Actionable comments posted: 4
🤖 Prompt for all review comments with AI agents
Verify each finding against current code. Fix only still-valid issues, skip the
rest with a brief reason, keep changes minimal, and validate.
Inline comments:
In `@e2e/cluster/delete_edge_cases.go`:
- Around line 215-237: Before asserting the hard-delete (404), poll the
cluster's adapter status until its observed_generation equals the delete
generation (3) to ensure adapters finalized on the delete generation; implement
this by calling your status fetcher (e.g., use h.Client.GetCluster /
GetClusterStatus in a retry loop or add a helper like PollObservedGeneration)
for clusterID and wait until status.ObservedGeneration == 3 (with the same
timeouts/polling interval used elsewhere) before proceeding to
Eventually(h.PollClusterHTTPStatus(...)).Should(Equal(http.StatusNotFound).
In `@e2e/nodepool/delete_edge_cases.go`:
- Around line 132-146: The test intermittently races with hard-delete; to make
the re-DELETE idempotency check deterministic, pause the nodepool hard-delete
sentinel between the two DeleteNodePool calls: call the helper that pauses the
sentinel (e.g., PauseNodePoolSentinel or equivalent on the test harness) before
the first h.Client.DeleteNodePool(ctx, clusterID, nodepoolID) and resume it
afterwards (use a defer to ensure ResumeNodePoolSentinel is called), then
perform the second delete and validate DeletedTime and Generation against
originalDeletedTime/originalGeneration; ensure both Pause and Resume helpers are
referenced so the sentinel is always resumed even on failures.

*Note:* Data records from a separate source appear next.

PR #598, opened 2025-08-06
KNET-19517: Add dry-run mode for tenant rate limiting

nabeelnauman:
This builds on the previous PR (#593) to add a dry-run mode for tenant rate limiting. I'm creating a separate PR for this as this is temporary code just to be used for the initial testing (as mentioned [here](https://confluentinc.atlassian.net/wiki/spaces/~712020196c4f65f87449a1834c0930c2dc26fe/pages/4636246473/Noisy+Neighbor+Problem+in+Multi-Tenant+Clusters#Deployment-%2F-Rollout-Considerations)) and I don't want to obscure the logic of the main PR. 

When in dry-run mode, we don't do any actual tenant rate limiting, but simply observe the results of tenant extraction. This is important to verify in production so we can catch any potential edge cases that result in failed tenant extraction.

### DIFF
--- a/core/src/main/java/io/confluent/rest/Application.java
+++ b/core/src/main/java/io/confluent/rest/Application.java
@@ -827,11 +827,12 @@ public abstract class Application<T extends RestConfig> {
   // TODO: This is temporary code to be removed after tenant rate limit testing
   private void configureTenantDryRunFilter(ServletContextHandler context) {
     TenantDryRunFilter dryRunFilter = new TenantDryRunFilter();
-    FilterHolder filterHolder = new FilterHolder(dryRunFilter);
+    String tenantLimit = String.valueOf(config.getDosFilterTenantMaxRequestsPerSec());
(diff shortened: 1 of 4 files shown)


mattwong949 (approved):
Nice idea for the dry run filter to pass it through but log the result

nabeelnauman:
Manually tested to be working. Namely, verified that this correctly does NOT apply tenant-based rate limiting (noisy neighbor problem was still observed), that a warning message is emitted for tenants that would have exceeded their tenant-based rate limits (note that this DOESN'T include tenants that were subject to NNP and didn't actually exceed their tenant rate limits but still got 429'd), and that unknown tenant ID logs are emitted when parsing fails.

Log showing noisy tenant exceeding their rate limit (but were not actually tenant-rate-limited in the dry-run):
image

Log showing a bad tenant ID I passed in that correctly logs a warning:
image

Verifying that well-behaved tenants that experience NNP do not get misclassified as those exceeding tenant rate limits:
image

PR #600, opened 2025-08-12
temp: Add a feature flag to disable response size metrics collection

devhritwik:
With this change, the `response size` is registered as 0, but the sensor will still detect the count of the response.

In `@e2e/nodepool/update_edge_cases.go`:
- Around line 72-74: The test currently only asserts Reconciled=True after the
PATCH; update the post-PATCH convergence assertion to also require
Available=True by extending the Eventually check that calls h.PollNodePool(ctx,
clusterID, nodepoolID) to assert both
helper.HaveResourceCondition(client.ConditionTypeReconciled,
openapi.ResourceConditionStatusTrue) and
helper.HaveResourceCondition(client.ConditionTypeAvailable,
openapi.ResourceConditionStatusTrue) (either by adding the second Should to the
same Eventually or combining both expectations) so the nodepool converges to the
new generation with Reconciled=True and Available=True.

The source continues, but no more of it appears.